あるオフィスビルの一角。ストレイビートの事務所。

 

何故か箒とちりとり、ゴミ袋を抱え、フロアをうろうろ。…あっという間にゴミ屋敷と化すこの事務所。エントロピーが増大し過ぎ!

 

「お掃除済みません…それでは、復活ライブは…年明けのいつか…くらいですね。帰国次第お教えください。こちらも動き出しますので」

 

クールな態度でパソコンに向き合うゴミ屋敷の主、司馬都さん。見た目は凄く「出来る人」なんだけど…如何せんこの事務所の惨状。「出来る」方向が、単方向過ぎる。

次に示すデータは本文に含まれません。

PR #138, opened 2016-10-20
addresses issues in some caching implementations where data is returned for expired items

bshaffer:
see https://github.com/tedious/Stash/issues/327


tmatsuo:
LGTM. Do you want to add a test?

bshaffer:
@tmatsuo I'm leaning towards implementing https://github.com/google/google-api-php-client/pull/1085 instead, as the above call to `isHit` should not be required, and is only needed for https://github.com/tedious/Stash/issues/327

PR #139, opened 2016-10-21
fixes cache-key stripping to be in line with psr-6 spec

bshaffer:


src/CacheTrait.php
```diff
@@ -67,6 +67,6 @@ private function getFullCacheKey($key)
         $key = $this->cacheConfig['prefix'] . $key;
 
         // ensure we do not have illegal characters
-        return str_replace(['{', '}', '(', ')', '/', '\\', '@', ':'], '-', $key);
+        return preg_replace('|[^a-zA-Z0-9_\.! ]|', '', $key);
```
tmatsuo: why there is a space after the ecxclamation mark?

bshaffer: Looking through [the spec](http://www.php-fig.org/psr/psr-6/#definitions), there space is not in the list of allowed keys. However, the spec does not forbid the space, it only forbids characters in this list: `{}()/\@:`.

Because this library is just a consumer of other caching libraries, I think it's best to remove this logic all together, and add it to `google-api-php-client`.

PR #142, opened 2016-12-21
fix the cURL:60 SSL cert issue

peter279k:
# Change log
- add the pem file which id from cURL official website.
- fix the cURL:60 SSL certificate issue.


bshaffer:
Hi @peter279k! Thank you for your contribution.

We should not have to supply our own pem file by default, as guzzle supports locating the proper pem file. I believe a better fix would be to allow you to pass in your own options to [`OAuth2::fetchAuthToken`] like this:

```php
    /**
     * Fetches the auth tokens based on the current state.
     *
     * @param callable $httpHandler callback which delivers psr7 request
     *
     * @return array the response
     */
    public function fetchAuthToken(callable $httpHandler = null, array $options = [])
    {
        if (is_null($httpHandler)) {
            $httpHandler = HttpHandlerFactory::build();
        }
        $response = $httpHandler($this->generateCredentialsRequest(), $options);
        $credentials = $this->parseTokenResponse($response);
        $this->updateToken($credentials);
        return $credentials;
    }
```

What do you think?

peter279k:
Hi @bshaffer , I think we can consider the following two points:

- The user should add or customize own pem file for SSL certificate.
- How about providing the default pem file? So that it can make user easily use this library.

bshaffer:
Thanks for this! Can you explain here or link to material explaining why this library should have its own pem file and why this is easier for the user?

Thanks!

peter279k:
Hi @bshaffer , here is my answer:
- There are some SDK packages will support their certs by default. For example, the [Facebook-SDK](https://github.com/facebook/php-graph-sdk/blob/master/src/Facebook/HttpClients/certs/DigiCertHighAssuranceEVRootCA.pem) do this.
- The users use this package easily because they just download the package and run their code.They even don't care about the pem files and SSL certificate issues.

bshaffer:
Closing in favor of #165

PR #615, opened 2023-06-11
fix direction in RTL language

Monirzadeh:
Show RTL language like Persian, Arabic, etc. in correct direction.
LRT language like English, France, etc. show correctly too


fmartingr:
> I don't have any idea why checks failed. @fmartingr can you help? As I know, it is not related to my PR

でも、あたし達を未だに見捨てないで居てくれた事には凄く感謝している。こんな、1年以上も活動してないバンドを。

 

今日は報告と感謝を兼ねて、掃除中。ぽいず…佐藤愛子さんは、今日は居ないんだね。

ぼっちちゃんと喜多ちゃんは、あとちょっとで帰って来るらしい。リョウの所に連絡が入ってた。

それを見た時のリョウの表情…満面の笑みなんて、初めて見たよ、リョウ。

 

 

「皆さん…良い準備は出来ましたか?」

問われ、は、と司馬さんを見る…と、司馬さんもこちらを見ていて。その顔には…期待…と不安?

そうだね。かなり不安にさせている自覚はある。怪我をして、二人ロンドンに旅立ち、メンバーはそれぞれ活動を余り詳らかにせず。

傍から見ると…不安しかねぇ!良くこんなバンド、見捨てないでくれたよ!感謝しか無いよ!

でもね?その表情に乗る幾らかの期待。それを100パーにする自信は…ある!

 

「司馬さん。待たせてご免なさい。…でも、待たせた分、最高のモノをお見せ出来ると思い…いえ、お見せします!」

敢えて言い切る。そうじゃ無ければ失礼だ。

「…そうですか」

司馬さんは、ちょっと嬉しそうに微笑む。そんな可愛い笑顔出来たんですね。

でも、その笑顔を仕舞い込み表情を引き締める。

「結束バンドの音楽が良いのは…更に良くなったのは良い事です。只…それだけで売れないのは、虹夏さんも解ってると思います」

「…は、い」

 

そうなのだ。幾ら良い演奏、良い歌だって、それがそのまま皆の耳に届いてくれるかは判らない。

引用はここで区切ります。